Spring 2008. Statistics 992-2 (877)
Statistical methods for molecular biology
When/where: MW 2:25-3:40, 5295 MSC
Instructors: Michael Newton (lead), Bret Larget, Cecile Ane, Sunduz
Keles, Christina Kendziorski, Karl Broman, Brian Yandell
Description: The course will provide a statistical perspective on some current biological problems, with an introduction to statistical analysis in genomics, phylogenetics, gene regulation, gene expression, gene mapping by linkage or association, and related areas. Statistical concepts will include: stochastic modeling, hierarchical modeling, likelihood methods, Bayesian methods, multivariate analysis methods, model selection, high-dimensional parameters, experimental design strategies, and multiple testing. Biological concepts will include: microarray and related measurement of DNA, RNA, and protein; genomic resources; the relationship between genotype and phenotype; breeding designs; pedigrees; and phylogenies. Specific content may vary by lead instructor, with a core of agreed-upon material. Statistics graduate students should gain useful background for their own research at the interface of statistics and molecular biology.
Outline: [29 lecture periods] [approximate date assignment]

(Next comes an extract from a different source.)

PR #146, opened 2022-11-07
Stop trying to clear result caches when lock isn't held

### LINKED ISSUE #128: Need to hold a write lock to clear result caches assertion error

1. Elements of statistics and molecular biology [1 lecture] [MAN] [1/23]
2. Sequence analysis I: [2 lectures, MAN] [1/28 – 1/30]
2.1 Statistics of sequencing and assembly
2.2 Statistics of alignment
3. Sequence analysis II: Comparative genomics [4 lectures, BL,CA] [2/4 – 2/13]
3.1 Introduction to phylogenetics and molecular evolution.
3.2 Models of molecular evolution, maximum likelihood estimation.
3.3 Bootstrapping phylogenies and statistical tests of monophyly.
3.4 Bayesian phylogenetics.
4. Transcription I: Regulation [4 lectures, SK] [2/18 – 2/27]
4.1-2 Background; motif finding problem
4.2-3 Tiling array technologies
4.4 Beyond independent site models for motif finding
5. Transcription II: Expression [7 lectures; CK, MAN] [3/3 – 3/31 incl break]
5.1 Microarray data generation [guest SS]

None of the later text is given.